Your assignment: Output the records exactly, with no line skipped.

Source records:
==================================================
PR #557, opened 2023-09-19
Improve internal RAM memory utilization

PaulFreund:
# Current state

* make getRegion more secure
* Output "Full internal" popup in debug builds if internal allocation fails
* Remove staticVoices array not in use freeing ~28k
* Add a .nmdump to the binary output folder containing all symbols with their sizes ordered descending
* Added new linker sections and automatic relocation with defines in definitions.h:
    * PLACE_INTERNAL_FRUNK places data and bss objects in the memory before the application, already packed full now (freeing ~144k)
    * PLACE_SDRAM_BSS places data in SDRAM, memory is nulled
    * PLACE_SDRAM_DATA places data in SDRAM, initialized memory is populated (automatic relocation)
    * PLACE_SDRAM_TEXT places functions in SDRAM (automatic relocation). Functions in SDRAM seem to be a lot slower and that might cause unexpected issues so not done
* Placed l10n string into SDRAM, ~30k savings

Total static reduction so far: **188k**

# Some additional info

* Available internal memory in debug V4.1.4-alpha3: 1384992
* Available internal memory in debug release/1.0: 1093440
* Difference to recover: 291552 bytes -> **285k**

# Out of scope 
* Reduce memory footprint of parameters (currently ~8k per output and kit row per clip)
* Size of parameter data per clip and output UnpatchedParamSet 1588 + PatchedParamSet 3084 + PatchCableSet 2592 + Destination*(kMaxNumPatchCables+1) 396
* This amounts to ~299k of memory for 5 clip variations of a kit with 8 rows


src/deluge/memory/memory_region.h
```diff
@@ -75,6 +75,8 @@ class MemoryRegion {
 
 	void writeTempHeadersBeforeASteal(uint32_t newStartAddress, uint32_t newSize);
 	void sanityCheck();
+
+public:
```
m-m-adams, line 79: If they need to be public should these be moved to the first public section instead?

src/deluge/model/settings/runtime_feature_settings.h
```diff
@@ -34,7 +34,7 @@ enum RuntimeFeatureStateToggle : uint32_t { Off = 0, On = 1 };
 // Declare additional enums for specific multi state settings (e.g. like RuntimeFeatureStateTrackLaunchStyle)
 enum RuntimeFeatureStateSyncScalingAction : uint32_t { SyncScaling = 0, Fill = 1 };
 
-/// Every setting needs to be delcared in here
+/// Every setting needs to be delcared in here - Warning - Probably don't use them in the rendering path
```
m-m-adams, line 37: The master comp is already used in the audio path, but it's just 1 check per render. I guess that's ok if we haven't noticed a performance change

m-m-adams (commented):
Left a couple questions but generally this looks ready to merge

src/deluge/memory/memory_region.h
PaulFreund: Agreed, fixed

src/deluge/model/settings/runtime_feature_settings.h
PaulFreund: I checked all the calls to runtimeFeatureSettings.get and all references to RuntimeFeatureSettingType::MasterCompressorFx to make sure and didn't find an occurence that was in the audio path. If there is I can reconsider since the savings are about 5k

PaulFreund:
Got confirmation that this works with old bootloaders from @alex-r-t and verified that in RelWithDebInfo I get the same amount of voices in @m-m-adams culling test :)

m-m-adams (approved):

PR #562, opened 2023-09-22
Convert uses of static_vector in gui to std::vector

stellar-aria:
This reduces the overall memory footprint by reducing the number of template instantiations of static_vector, while the majority of the std::vector uses are simply instances that contain string_views.


stellar-aria:
ugh I thought this was based on release/1.0, I'll resubmit once it's rebased.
==================================================
Output:
PR #557, opened 2023-09-19
Improve internal RAM memory utilization

PaulFreund:
# Current state

* make getRegion more secure
* Output "Full internal" popup in debug builds if internal allocation fails
* Remove staticVoices array not in use freeing ~28k
* Add a .nmdump to the binary output folder containing all symbols with their sizes ordered descending
* Added new linker sections and automatic relocation with defines in definitions.h:
    * PLACE_INTERNAL_FRUNK places data and bss objects in the memory before the application, already packed full now (freeing ~144k)
    * PLACE_SDRAM_BSS places data in SDRAM, memory is nulled
    * PLACE_SDRAM_DATA places data in SDRAM, initialized memory is populated (automatic relocation)
    * PLACE_SDRAM_TEXT places functions in SDRAM (automatic relocation). Functions in SDRAM seem to be a lot slower and that might cause unexpected issues so not done
* Placed l10n string into SDRAM, ~30k savings

Total static reduction so far: **188k**

# Some additional info

* Available internal memory in debug V4.1.4-alpha3: 1384992
* Available internal memory in debug release/1.0: 1093440
* Difference to recover: 291552 bytes -> **285k**

# Out of scope 
* Reduce memory footprint of parameters (currently ~8k per output and kit row per clip)
* Size of parameter data per clip and output UnpatchedParamSet 1588 + PatchedParamSet 3084 + PatchCableSet 2592 + Destination*(kMaxNumPatchCables+1) 396
* This amounts to ~299k of memory for 5 clip variations of a kit with 8 rows


src/deluge/memory/memory_region.h
```diff
@@ -75,6 +75,8 @@ class MemoryRegion {
 
 	void writeTempHeadersBeforeASteal(uint32_t newStartAddress, uint32_t newSize);
 	void sanityCheck();
+
+public:
```
m-m-adams, line 79: If they need to be public should these be moved to the first public section instead?

src/deluge/model/settings/runtime_feature_settings.h
```diff
@@ -34,7 +34,7 @@ enum RuntimeFeatureStateToggle : uint32_t { Off = 0, On = 1 };
 // Declare additional enums for specific multi state settings (e.g. like RuntimeFeatureStateTrackLaunchStyle)
 enum RuntimeFeatureStateSyncScalingAction : uint32_t { SyncScaling = 0, Fill = 1 };
 
-/// Every setting needs to be delcared in here
+/// Every setting needs to be delcared in here - Warning - Probably don't use them in the rendering path
```
m-m-adams, line 37: The master comp is already used in the audio path, but it's just 1 check per render. I guess that's ok if we haven't noticed a performance change

m-m-adams (commented):
Left a couple questions but generally this looks ready to merge

src/deluge/memory/memory_region.h
PaulFreund: Agreed, fixed

src/deluge/model/settings/runtime_feature_settings.h
PaulFreund: I checked all the calls to runtimeFeatureSettings.get and all references to RuntimeFeatureSettingType::MasterCompressorFx to make sure and didn't find an occurence that was in the audio path. If there is I can reconsider since the savings are about 5k

PaulFreund:
Got confirmation that this works with old bootloaders from @alex-r-t and verified that in RelWithDebInfo I get the same amount of voices in @m-m-adams culling test :)

m-m-adams (approved):

PR #562, opened 2023-09-22
Convert uses of static_vector in gui to std::vector

stellar-aria:
This reduces the overall memory footprint by reducing the number of template instantiations of static_vector, while the majority of the std::vector uses are simply instances that contain string_views.


stellar-aria:
ugh I thought this was based on release/1.0, I'll resubmit once it's rebased.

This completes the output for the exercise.